[Smt-talk] Course (anti)Hero
Jeff Perry
jperry at lsu.edu
Thu Jul 8 07:36:29 PDT 2010
Bob Kosovsky writes:
>It does suggest that College 2.0 has to be different from what we've being
>previously/currently doing. Any kind of course where a student could
presumably
>pass by obtaining previous years' homework is no longer going to work. The
>teacher must really think up assignments where the work is unique and the
>student won't benefit by copying previously written work. Nowadays
students
>are much more collaborative - so why not create groups that are graded
>collectively (say a group of 4-5, and everyone has to accept the grade).
I agree with Bob's remarks concerning "College 2.0." or as I like to
call it, good course design.
For most of the undergraduate core theory/aural skills courses I teach,
my grading rubric looks something like this:
10% Homework (1 to 3 per week)
30% Quizzes (generally 4-5 per semester)
15% Recitations/Hearings (4 or more per semester, one-on-one, covering
sight
singing, rhythm, keyboard navigation, sing & play, etc.)

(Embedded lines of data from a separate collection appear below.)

PR #1176, opened 2025-09-30
Fix leak in JS_NewArrayFrom at OOM

bptato:
If it "takes ownership of |values|", it must also free them on exception.

### DIFF
--- a/quickjs.c
+++ b/quickjs.c
@@ -5161,21 +5161,26 @@ JSValue JS_NewArrayFrom(JSContext *ctx, int count, const JSValue *values)
 {
     JSObject *p;
     JSValue obj;
+    int i;
 
     obj = JS_NewArray(ctx);
     if (JS_IsException(obj))
-        return JS_EXCEPTION;
+        goto exception;
     if (count > 0) {
         p = JS_VALUE_GET_OBJ(obj);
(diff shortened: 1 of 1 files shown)


bnoordhuis (approved):

bptato:
Ah but that adds a double free to OP_array_from doesn't it...
What to do? Change the API or just document the quirk?

bnoordhuis:
That's a good point but, untested, I think you can just do this:
```diff
diff --git a/quickjs.c b/quickjs.c
index 63786a3..ecdcdda 100644
--- a/quickjs.c
+++ b/quickjs.c
@@ -16636,9 +16636,9 @@ static JSValue JS_CallInternal(JSContext *caller_ctx, JSValueConst func_obj,
                 pc += 2;
                 call_argv = sp - call_argc;
                 ret_val = JS_NewArrayFrom(ctx, call_argc, call_argv);
+                sp -= call_argc;
                 if (unlikely(JS_IsException(ret_val)))
                     goto exception;
-                sp -= call_argc;
                 *sp++ = ret_val;
             }
             BREAK;
```

bptato:
Right, that should work, thanks.

saghul (approved):

PR #1177, opened 2025-09-30
Fix realloc with size == 0 in dbuf_default_realloc()

mikma:
If the new_size argument to realloc is zero, the behavior is undefined since C23. The error was detected by valgrind.


bnoordhuis (approved):
Thanks!

saghul (approved):

PR #1179, opened 2025-10-06
Improve computed property lookup error messages

bnoordhuis:
QuickJS reported "cannot read property of null" for computed property lookups (`a[k]` where `a === null`), which is markedly less helpful than "cannot read property 'foo' of null".


saghul (approved):
Niiiice!

PR #1185, opened 2025-10-10
Revert "Add ref-counted string slices (#1175)"

### LINKED ISSUE #1178: cannot read property of null with no stacktrace on latest head
This is an issue I get with the latest code (commit 76b3b124000886de9422a82e4f9524ec30dc36f0) and not with the released v0.10.1. I'm filing it in case it may prevent a bug in a future release, but sorry if it's already a known WIP issue. I'm not blocked since I'll use the released version.

I am getting an error with QuickJS and a bundle of prettier with a CLI interface using quickjs-libc instead of node.

```
cannot read property of null
```

I think an error in the bundle would be accompanied with a stack trace, as this is the only output I think it must be within the runtime? Though I can't find the string in this codebase so I'm not sure.

I originally found the issue with Wasm but the same issue occurs with a native build on MacOS.

Repro steps:

```
git clone https://github.com/wasilibs/go-prettier
cd go-prettier/buildtools/wasm
npm install
npm run build
wget https://raw.githubusercontent.com/envoyproxy/ai-gateway/1bbdb1e06df3dd355e6ba985e7ab00954bd548d6/manifests/charts/ai-gateway-crds-helm/templates/aigateway.envoyproxy.io_backendsecuritypolicies.yaml
jq -c --null-input --arg body "$(cat ./aigateway.envoyproxy.io_backendsecuritypolicies.yaml)" '{"name": "input", "body": $body}' | qjs --stack-size 2g ./dist/prettier.js '{"filepath": "envoy.yaml"}'
```

When using a release build, I get "cannot read property of null" without any `--stack-size` setting. With a debug build I get "Maximum call stack size exceeded". Adding `--stack-size 2g` causes it again become "cannot read property of null", so I guess it's stack-related and maybe that can provide some hint.

bnoordhuis:
This change seems to have introduced a seemingly impossible bug in a real-world code base where values flip to JS_NULL for no discernible reason.

My best guess is something manipulating string data directly, without being aware of slice strings, but it's impossible to track down where. The weird thing is that the value flipping to null isn't even a string, it appears to be an array.

This reverts commit 08db51a73a9ce3948e9e7ac8142689fe4c83d46f. This reverts commit 62b4eede257c1ab8f82005e4e2042330a0acb323.

Fixes: https://github.com/quickjs-ng/quickjs/issues/1178

### DIFF
--- a/api-test.c
+++ b/api-test.c
@@ -631,23 +631,6 @@ static void global_object_prototype(void)
     }
 }
 
-// https://github.com/quickjs-ng/quickjs/issues/1178
-static void slice_string_tocstring(void)
-{
-    JSRuntime *rt = JS_NewRuntime();
-    JSContext *ctx = JS_NewContext(rt);
-    static const char code[] = "'.'.repeat(16384).slice(1, -1)";
-    JSValue ret = JS_Eval(ctx, code, strlen(code), "*", JS_EVAL_TYPE_GLOBAL);
-    assert(!JS_IsException(ret));
-    assert(JS_IsString(ret));
-    const char *str = JS_ToCString(ctx, ret);
-    assert(strlen(str) == 16382);
-    JS_FreeCString(ctx, str);
-    JS_FreeValue(ctx, ret);
-    JS_FreeContext(ctx);
-    JS_FreeRuntime(rt);
-}
-
 int main(void)
 {
     sync_call();
@@ -662,6 +645,5 @@ int main(void)
     dump_memory_usage();
     new_errors();
     global_object_prototype();
-    slice_string_tocstring();
     return 0;
 }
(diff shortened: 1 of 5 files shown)


anuraaga:
Thanks @bnoordhuis - I have checked out this PR locally and can confirm it causes the error I was seeing to go away. I will confirm again after merge just in case.

> The weird thing is that the value flipping to null isn't even a string, it appears to be an array

Just one point, at least based on just the error message I don't know about this, `var s = "foooo"; s.slice(1)[1]` is valid code that would run into that error message if the slice was `null` for whatever reason. Given what prettier does, format code strings, I think it's fairly reasonable that the issue is about a string.

saghul (approved):
😢

bnoordhuis:
Found it! See #1186 for the fix.

PR #1186, opened 2025-10-11
Store start of slice string as bytes, not chars

### LINKED ISSUE #1178: cannot read property of null with no stacktrace on latest head

bnoordhuis:
Not all functions access the string's backing memory according to the string's encoding. js_regexp_match in particular uses str8 for both ascii and wide strings. Because the offset into the parent string was stored in characters, js_regexp_match used the wrong offset (off by 50%) for wide slice strings.

It's conceivable other functions do something similarly ill-advised, so store the start in bytes instead of characters from now on.

Fixes: https://github.com/quickjs-ng/quickjs/issues/1178

### DIFF
--- a/quickjs.c
+++ b/quickjs.c
@@ -580,10 +580,10 @@ struct JSString {
 
 typedef struct JSStringSlice {
     JSString *parent;
-    uint32_t start; // in characters, not bytes
+    uint32_t start; // in bytes, not characters
 } JSStringSlice;
 
-static inline uint8_t *str8(JSString *p)
+static inline void *strv(JSString *p)
 {
     JSStringSlice *slice;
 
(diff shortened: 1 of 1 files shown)


saghul (approved):

saghul:
Nice one!

anuraaga:
Thanks @bnoordhuis! Confirmed this commit fixes the issue for me as well. Just curious, is it possible to add a regression test for it? If a JS one is too difficult maybe a C one is still reasonable.

PR #1188, opened 2025-10-12
Add ES2020 string export/import name support

karlseguin:
support for ES2020 arbitrary module namespace identifier names, which allows using string literals as export/import names.

Examples:

```js
export { foo as "string-name" }
import { "string-name" as foo }
export * as "string-name" from "./mod.js"
```

See https://tc39.es/ecma262/#prod-ModuleExportName

### DIFF
--- a/quickjs.c
+++ b/quickjs.c
@@ -29323,11 +29323,17 @@ static __exception int js_parse_export(JSParseState *s)
     case '{':
         first_export = m->export_entries_count;
         while (s->token.val != '}') {
-            if (!token_is_ident(s->token.val)) {
-                js_parse_error(s, "identifier expected");
+            if (token_is_ident(s->token.val)) {
+                local_name = JS_DupAtom(ctx, s->token.u.ident.atom);
+            } else if (s->token.val == TOK_STRING) {
+                local_name = JS_ValueToAtom(ctx, s->token.u.str.str);
+                if (local_name == JS_ATOM_NULL) {
+                    return -1;
+                }
+            } else {
+                js_parse_error(s, "identifier or string expected");
                 return -1;
             }
-            local_name = JS_DupAtom(ctx, s->token.u.ident.atom);
             export_name = JS_ATOM_NULL;
             if (next_token(s))
                 goto fail;
--- a/quickjs.c
+++ b/quickjs.c
@@ -29339,6 +29339,7 @@ static __exception int js_parse_export(JSParseState *s)
     switch(tok) {
     case '{':
         first_export = m->export_entries_count;
+        bool has_string_binding = false;
         while (s->token.val != '}') {
             if (token_is_ident(s->token.val)) {
                 local_name = JS_DupAtom(ctx, s->token.u.ident.atom);
@@ -29347,6 +29348,7 @@ static __exception int js_parse_export(JSParseState *s)
                 if (local_name == JS_ATOM_NULL) {
                     return -1;
                 }
+                has_string_binding = true;
             } else {
                 js_parse_error(s, "identifier or string expected");
                 return -1;
@@ -29409,6 +29411,9 @@ static __exception int js_parse_export(JSParseState *s)
                 me->export_type = JS_EXPORT_TYPE_INDIRECT;
                 me->u.req_module_idx = idx;
             }
+        } else if (has_string_binding) {
+            // Without 'from' clause, string literals cannot be used as local binding names
+            return js_parse_error(s, "string export name only allowed with 'from' clause");
         }
         break;
     case '*':
--- a/quickjs.c
+++ b/quickjs.c
@@ -29290,6 +29290,23 @@ static __exception JSAtom js_parse_from_clause(JSParseState *s)
     return module_name;
 }
 
+static bool has_unmatched_surrogate(const uint16_t *s, size_t n)
+{
+    size_t i;
+
+    for (i = 0; i < n; i++) {
+        if (is_lo_surrogate(s[i]))
+            return true;
+        if (!is_hi_surrogate(s[i]))
+            continue;
+        if (++i == n)
+            return true;
+        if (!is_lo_surrogate(s[i]))
+            return true;
+    }
+    return false;
+}
+
 static __exception int js_parse_export(JSParseState *s)
 {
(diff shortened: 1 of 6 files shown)


saghul:
Nice! Do you know if test262 covers this? Great that you added a test btw!

karlseguin:
Yes, I believe they're all under the `arbitrary-module-namespace-names` feature, which is being skipepd (if I'm following correctly). This PR doesn't make them all pass, just some.

saghul:
Can you enable the feature so we start testing it? I'd say partial support is ok, just check in the failures so we can track them.

karlseguin:
There are now 3 cases failing, but they're all error cases that should return an error. Two are related to erroring on invalid unicode. I couldn't find an example of making sure a `TOK_STRING` is a valid unicode, but I imagine it exists and it would be easy to add if someone wants to point me to it.

quickjs.c
```diff
@@ -29323,22 +29323,34 @@ static __exception int js_parse_export(JSParseState *s)
     case '{':
         first_export = m->export_entries_count;
         while (s->token.val != '}') {
-            if (!token_is_ident(s->token.val)) {
-                js_parse_error(s, "identifier expected");
+            if (token_is_ident(s->token.val)) {
+                local_name = JS_DupAtom(ctx, s->token.u.ident.atom);
+            } else if (s->token.val == TOK_STRING) {
+                local_name = JS_ValueToAtom(ctx, s->token.u.str.str);
```
bnoordhuis, line 29347: There's no existing function for checking if a string has unmatched surrogate pairs (because JS allows them everywhere else) but what you can do is something like this:
```c
JSString *p = JS_VALUE_GET_STR(s->token.u.str.str);
if (p->is_wide_char && has_unmatched_surrogate(str16(p), p->len)) {
    JS_ThrowTypeError(s->ctx, "illegal export name");
    return -1;
}
```
Where has_unmatched_surrogate looks something like this (untested, it's just the obvious implementation):
```c
bool has_unmatched_surrogate(const uint16_t *s, size_t n)
{
    size_t i;

    for (i = 0; i < n; i++) {
        if (is_lo_surrogate(s[i]))
            return true;
        if (!is_hi_surrogate(s[i]))
            continue;
        if (++i == n)
            return true;
        if (!is_lo_surrogate(s[i]))
            return true;
    }
    return false;
}
```

test262_errors.txt
```diff
@@ -79,6 +79,7 @@ test262/test/language/expressions/in/private-field-invalid-assignment-target.js:
 test262/test/language/expressions/in/private-field-invalid-assignment-target.js:23: strict mode: unexpected error type: Test262: This statement should not be evaluated.
 test262/test/language/expressions/object/computed-property-name-topropertykey-before-value-evaluation.js:31: Test262Error: Expected SameValue(«"bad"», «"ok"») to be true
 test262/test/language/expressions/object/computed-property-name-topropertykey-before-value-evaluation.js:31: strict mode: Test262Error: Expected SameValue(«"bad"», «"ok"») to be true
+test262/test/language/module-code/export-expname-string-binding.js:19: unexpected error type: Test262: This statement should not be evaluated.
```
bnoordhuis: This one should SyntaxError because `export { "foo" as "bar" }` is not valid syntax (but `export { "foo" as "bar" } from "path/to/wherever"` is), right? Should be easy to fix, I think?

tests/fixture_string_exports.js
```diff
@@ -0,0 +1,12 @@
...
+const value1 = "value-1";
+const value2 = "value-2";
+
+// String export names (ES2020)
+export { value1 as "string-export-1" };
+export { value2 as "string-export-2" };
+
+// Mixed: regular and string exports
+const mixed = "mixed-value";
+export { mixed as normalName, mixed as "string-name" };
```
bnoordhuis, line 12: You should add this file to the `[exclude]` section in tests.conf otherwise it gets run as part of the test suite. Harmless, but it skews the numbers.

tests/test_string_exports.js
```diff
@@ -0,0 +1,25 @@
...
+// Test string import names
+import { "string-export-1" as str1 } from "./fixture_string_exports.js";
+import { "string-export-2" as str2 } from "./fixture_string_exports.js";
+import { "string-name" as strMixed } from "./fixture_string_exports.js";
+
+// Test regular imports still work
+import { regularExport, normalName } from "./fixture_string_exports.js";
+
+// Verify values
+assert(str1 === "value-1");
```
bnoordhuis: It's not wrong but it's better to use the two-arg (actual, expected) overload:

```suggestion
assert(str1, "value-1");
```

quickjs.c
```diff
@@ -29322,23 +29339,42 @@ static __exception int js_parse_export(JSParseState *s)
...
+                if (local_name == JS_ATOM_NULL) {
+                    return -1;
+                }
```
bnoordhuis: Minor style nit but we don't use braces for single-line if statements (unless they have an else-clause):

```suggestion
                if (local_name == JS_ATOM_NULL)
                    return -1;
```
Also applies below.

quickjs.c
```diff
@@ -29322,23 +29339,42 @@ static __exception int js_parse_export(JSParseState *s)
...
+                has_string_binding = true;
+            } else {
+                js_parse_error(s, "identifier or string expected");
                 return -1;
```
bnoordhuis: Can be condensed to (here and elsewhere):
```suggestion
                return js_parse_error(s, "identifier or string expected");
```

quickjs.c
```diff
@@ -29375,18 +29411,29 @@ static __exception int js_parse_export(JSParseState *s)
...
         }
         break;
     case '*':
         if (token_is_pseudo_keyword(s, JS_ATOM_as)) {
             /* export ns from */
             if (next_token(s))
                 return -1;
-            if (!token_is_ident(s->token.val)) {
-                js_parse_error(s, "identifier expected");
+
```
bnoordhuis: House style:
```suggestion
```
No blank lines, basically. Code inside functions is dense.

bnoordhuis (approved):
LGTM module some style comments.

bnoordhuis:
Thanks, Karl!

25% Lab (taught by TA's, graded with instructor oversight)
20% Final Exam
I ASSUME That students will collaborate on homework; the more serious
students will either do it by themselves, or work together the night before
it's due, ideally at a keyboard; the rest will sit in the School of Music
lobby ten minutes before class starts desperately trying to do the
assignments by committee, one eye on the clock, no ears engaged. At the
very
least, having a homework assignment due on a given day is a strong
incentive
to show up to class on time.
I explain to them that homework is like training for an athletic
competition. Sure, go ahead and skip your training in the gym, or get a
friend to do it for you; when the big event comes, you've squandered an
opportunity to properly prepare, and will reap the consequences. Collecting
the homework assignments at the very start of the ensuing lecture seems to
work best, especially as I take the folder with the submitted assignments
off the piano and put them away at precisely the stated starting time of
class; latecomers must submit them at the end of class, and incur a grade
penalty. (I use a variation of this with graduate theory courses of a
review
or remedial nature, allowing students to go over the homework with me in
class, correcting as they go. They theoretically will hand in a stack of
perfect homework papers at the end of the hour.)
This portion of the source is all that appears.